#### The records
<<<<
PR #3396, opened 2022-09-02
feat(NODE-4607): add exports needed by legacy client

nbbeeken:
#### What is changing?

Added:

- ClientSession
- GridFSBucketWriteStream
- GridFSBucketReadStream (not needed, but symmetry)
- OrderedBulkOperation
- UnorderedBulkOperation

This is not a feature for users, but we need these exports at the top level to make the legacy wrapper package be able to import without using nested paths.

Open Q:
I want to add a little unit test that checks our exports, is checking just keys fine? and is there any obvious test organization changes you see?


test/unit/index.test.ts
```diff
@@ -0,0 +1,161 @@
...
+  ['TopologyDescriptionChangedEvent',    'reason'],
+  ['TopologyOpeningEvent',               'reason'],
+  ['SrvPollingEvent',                    'reason'],
+
+  ['GridFSBucketReadStream',             'reason'],
+  ['GridFSBucketWriteStream',            'reason'],
+  ['OrderedBulkOperation',               'reason'],
+  ['UnorderedBulkOperation',             'reason'],
+
+  // TS-NODE Adds these keys but they are undefined... weird
```
dariakp, line 129: do we want to do any further investigation into this? having a comment saying that this is weird is a bit of an anti-pattern for the repo - it's not going to be anymore clear to the next person coming across this

test/unit/index.test.ts
```diff
@@ -0,0 +1,161 @@
...
+  ['Collection',                         'reason'],
+  ['Db',                                 'reason'],
+  ['FindCursor',                         'reason'],
+  ['GridFSBucket',                       'reason'],
+  ['ListCollectionsCursor',              'reason'],
+  ['ListIndexesCursor',                  'reason'],
+  ['Logger',                             'reason'],
+  ['MongoClient',                        'reason'],
+  // global promise setter
+  ['Promise',                            'global promise setter'],
```
dariakp, line 76: was the intention to use the string values for some sort of more detailed testing? I see we're only using ts-node, can we clarify the intention behind the "reason"? if we aren't going to use the other string, I'd suggest breaking up the exports into separately named sets or plain arrays and then testing the union or individual members as desired; currently the map approach seems unnecessarily complicated

test/unit/index.test.ts
```diff
@@ -0,0 +1,161 @@
...
+    const difference = setDifference(currentExports, expectedExports.keys());
+    expect(
+      difference,
+      `Found extra exports [${Array.from(difference).join(
+        ', '
+      )}], if these are expected, just add them to the list in this file`
+    ).to.have.lengthOf(0);
+  });
+
+  it('meta test: ts-node adds keys to the module that point to undefined', () => {
```
dariakp, line 152: assuming we figure out why this is happening and that it is correct, we should still keep with the convention for `it` phrasing, i.e., change this to something like `should export keys added by ts-node as undefined`

test/unit/index.test.ts
```diff
@@ -0,0 +1,161 @@
...
+      sorted(expectedExports.keys(), byStrings)
+    );
+  });
+
+  it('should export only keys in our exports list', () => {
+    const currentExports = Object.keys(mongodb);
+    const difference = setDifference(currentExports, expectedExports.keys());
+    expect(
+      difference,
+      `Found extra exports [${Array.from(difference).join(
```
dariakp, line 146: I think this doesn't differentiate between extra exports vs missing exports, do we want to make this more precise?

also would this be easier if we use arrays instead of sets? take a sorted array and test for deep equality, that should give a better error message automatically; what's the actual benefit of using a set here?

dariakp (changes requested):

test/unit/index.test.ts
nbbeeken: Yea I have no idea what makes these two props special, they don't exist when I import from lib, only when I run the driver in ts-node do they appear. I think its fine to live with, I can clarify the comment. The assertions that these remain equal to undefined should cover us.

I don't want to import from lib because it will block the whole mocha run if we push a small accidental TS issue (annoying when someone is iterating a lot)

test/unit/index.test.ts
nbbeeken: Yea I can change this to an array, I set up the map preparing for some discussion on how to organize the tests, but I think its fine how we currently have it, it's a pretty simple test of key existence

test/unit/index.test.ts
nbbeeken: yep, fixed

test/unit/index.test.ts
nbbeeken: Yea the strict equality of two sorted arrays covers us, if either side has items added or removed it should show up

test/unit/index.test.ts
```diff
@@ -0,0 +1,141 @@
...
+
+describe('mongodb entrypoint', () => {
+  it('should export all and only the expected keys in expected_exports', () => {
+    expect(sorted(Object.keys(mongodb), byStrings)).to.deep.equal(
+      sorted(EXPECTED_EXPORTS, byStrings)
+    );
+  });
+
+  it('should export keys added by ts-node as undefined', () => {
+    expect(TS_NODE_EXPORTS).to.have.length.greaterThan(0); // Are there no longer fake ts-node exports?
```
dariakp, line 136: I don't think we need the comment unless it's going to suggest an action (e.g., delete the declared const array because the test is now an no-op)

dariakp (changes requested):
just one small thing

dariakp (approved):

baileympearson (approved):

PR #3397, opened 2022-09-04
fix(NODE-3986): unskip MONGODB-AWS test

biniona-mongodb:
### Description

Update driver to throw exception when the following conditions are met:

- Using `MONGODB-AWS` auth mechanism
- A `username` is provided
- A `password` is not provided 

#### What is changing?

Adding check to see if preceding conditions are met when constructing `mongoOptions` object.

Unskip [test](https://github.com/mongodb/specifications/blob/master/source/auth/tests/connection-string.json#L453-L456) that checks this behavior.

No

[NODE-3986](https://jira.mongodb.org/browse/NODE-3986)

### DIFF
--- a/src/connection_string.ts
+++ b/src/connection_string.ts
@@ -8,7 +8,12 @@ import { MongoCredentials } from './cmap/auth/mongo_credentials';
 import { AUTH_MECHS_AUTH_SRC_EXTERNAL, AuthMechanism } from './cmap/auth/providers';
 import { Compressor, CompressorName } from './cmap/wire_protocol/compression';
 import { Encrypter } from './encrypter';
-import { MongoAPIError, MongoInvalidArgumentError, MongoParseError } from './error';
+import {
+  MongoAPIError,
+  MongoInvalidArgumentError,
+  MongoMissingCredentialsError,
+  MongoParseError
+} from './error';
 import { Logger, LoggerLevel } from './logger';
 import {
   DriverInfo,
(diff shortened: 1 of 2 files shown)


src/connection_string.ts
```diff
@@ -407,6 +407,12 @@ export function parseOptions(
       });
     }
 
+    if (isAws && mongoOptions.credentials.username && !mongoOptions.credentials.password) {
+      throw new MongoParseError(
+        `${mongoOptions.credentials.mechanism} must receive a password when a username is specified`
```
durran, line 412:
```suggestion
        `When using ${mongoOptions.credentials.mechanism} password must be set when a username is specified`
```

durran (changes requested):
Suggesting small wording change.

src/connection_string.ts
biniona-mongodb: Implemented suggested change 🙂

src/connection_string.ts
```diff
@@ -407,6 +407,12 @@ export function parseOptions(
       });
     }
 
+    if (isAws && mongoOptions.credentials.username && !mongoOptions.credentials.password) {
+      throw new MongoParseError(
```
dariakp, line 411: "ParseError" is not really the correct error type to use here, since it's not that we were unable to parse the options, it's that one of the expected options wasn't provided. This is an instance of a `MongoAPIError`, perhaps the more specific `MongoMissingCredentialsError`.

dariakp (changes requested):

src/connection_string.ts
biniona-mongodb: Thanks for the context, was not aware of NODE-4015. Using `MongoMissingCredentialsError` as suggested, agree the description of this error seems to fit this scenario well: 

>  An error generated when the user fails to provide authentication credentials before attempting
    to connect to a mongo server instance.

dariakp (approved):

durran (approved):

PR #3399, opened 2022-09-07
refactor(NODE-4617): use promise apis in benchmarks

baileympearson:
#### What is changing?

Our benchmarks now test the promise-based API instead of the callback based api.

No.

We should benchmark the API we plan to support.

### DIFF
--- a/test/benchmarks/mongoBench/runner.js
+++ b/test/benchmarks/mongoBench/runner.js
@@ -9,33 +9,10 @@ function percentileIndex(percentile, total) {
   return Math.max(Math.floor((total * percentile) / 100 - 1), 0);
 }
 
-function timeDoneTask(task, ctx) {
-  return new Promise((resolve, reject) => {
-    let called = false;
-    const start = performance.now();
-    task.call(ctx, err => {
-      const end = performance.now(start);
-      if (called) return;
-      if (err) return reject(err);
-      return resolve((end - start) / 1000);
-    });
-  });
-}
-
 async function timeTask(task, ctx) {
-  // Some tasks are async, so they take callbacks.
-  if (task.length) {
-    return timeDoneTask(task, ctx);
-  }
-
   const start = performance.now();
-  const ret = task.call(ctx);
-  let end = performance.now();
-
-  if (ret && ret.then) {
-    await ret;
-    end = performance.now();
-  }
+  await task.call(ctx);
+  const end = performance.now();
 
   return (end - start) / 1000;
 }
--- a/test/benchmarks/mongoBench/runner.js
+++ b/test/benchmarks/mongoBench/runner.js
@@ -165,22 +165,14 @@ class Runner {
     let time = performance.now() - start;
     let count = 1;
 
-    if (benchmark._taskType === 'sync') {
+    const taskTimer = benchmark._taskType === 'sync' ? timeSyncTask : timeAsyncTask;
+
       while (time < maxExecutionTime && (time < minExecutionTime || count < minExecutionCount)) {
         await benchmark.beforeTask.call(ctx);
-        const executionTime = timeSyncTask(benchmark.task, ctx);
+      const executionTime = await taskTimer(benchmark.task, ctx);
         rawData.push(executionTime);
         count++;
         time = performance.now();
-      }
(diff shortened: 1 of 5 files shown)


test/benchmarks/mongoBench/runner.js
```diff
@@ -9,33 +9,10 @@ function percentileIndex(percentile, total) {
...
   const start = performance.now();
-  const ret = task.call(ctx);
-  let end = performance.now();
-
-  if (ret && ret.then) {
-    await ret;
-    end = performance.now();
-  }
+  await task.call(ctx);
+  const end = performance.now();
```
baileympearson, line 15: I would like to discuss this.  The bson benchmarks are synchronous.  I removed the logic to conditionally await the return of `task.call` because you can await synchronous expressions, but this does add one additional microtask before ending the timing to synchronous tasks.  I think this is okay - I think that the additional time taken before ending the timing is negligible compared to the task execution.

But I'm open to adding back the logic to only conditionally await the tasks.

test/benchmarks/mongoBench/suites/singleBench.js
```diff
@@ -89,7 +58,12 @@ function makeSingleBench(suite) {
         .beforeTask(dropCollection)
         .beforeTask(createCollection)
         .beforeTask(initCollection)
-        .task(makeTestInsertOne(10000))
+        .task(async function () {
+          for (let i = 0; i < 10000; ++i) {
+            const doc = Object.assign({}, this.doc);
```
nbbeeken, line 63: Can we move this line to a `beforeTask`?

test/benchmarks/mongoBench/runner.js
nbbeeken: I think it's worth fixing, nodejs has `utils/type` module that exports a `isAsyncFunction` type checker we can use. Which means we must pass `async functions` to the `.task(` method to get them awaited, I think in the sync case I'd save the result of task.call(x) and if it is a promise throw, just to fail if someone introduces a manual promise retuning task

test/benchmarks/mongoBench/suites/singleBench.js
```diff
@@ -107,7 +81,12 @@ function makeSingleBench(suite) {
         .beforeTask(dropCollection)
         .beforeTask(createCollection)
         .beforeTask(initCollection)
-        .task(makeTestInsertOne(10))
+        .task(async function () {
+          for (let i = 0; i < 10; ++i) {
+            const doc = Object.assign({}, this.doc);
```
nbbeeken, line 86: Can we move this line to a `beforeTask`?

nbbeeken (changes requested):

test/benchmarks/mongoBench/runner.js
nbbeeken: From slack: Going with an .isAsync or .isSync flag of some kind

test/benchmarks/mongoBench/runner.js
```diff
@@ -180,12 +165,22 @@ class Runner {
...
     let count = 1;
 
-    while (time < maxExecutionTime && (time < minExecutionTime || count < minExecutionCount)) {
-      await benchmark.beforeTask.call(ctx);
-      const executionTime = await timeTask(benchmark.task, ctx);
-      rawData.push(executionTime);
-      count++;
-      time = performance.now();
+    if (benchmark._taskType === 'sync') {
+      while (time < maxExecutionTime && (time < minExecutionTime || count < minExecutionCount)) {
```
dariakp, line 169: is there a downside to doing the if/else earlier, something like `const timeTask = becnhmark._taskType === 'sync' ? timeSyncTask : timeAsyncTask` and keeping the while loop the same since `await` works equally well in front of sync and async things?

dariakp (changes requested):

test/benchmarks/mongoBench/runner.js
baileympearson: Nope. that works too

baileympearson: Done!

dariakp (approved):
>>>>
#### Assignment
Copy every line from the records above that contains the string "beforeTask".

#### Exercise output
         await benchmark.beforeTask.call(ctx);
         .beforeTask(dropCollection)
         .beforeTask(createCollection)
         .beforeTask(initCollection)
nbbeeken, line 63: Can we move this line to a `beforeTask`?
         .beforeTask(dropCollection)
         .beforeTask(createCollection)
         .beforeTask(initCollection)
nbbeeken, line 86: Can we move this line to a `beforeTask`?
-      await benchmark.beforeTask.call(ctx);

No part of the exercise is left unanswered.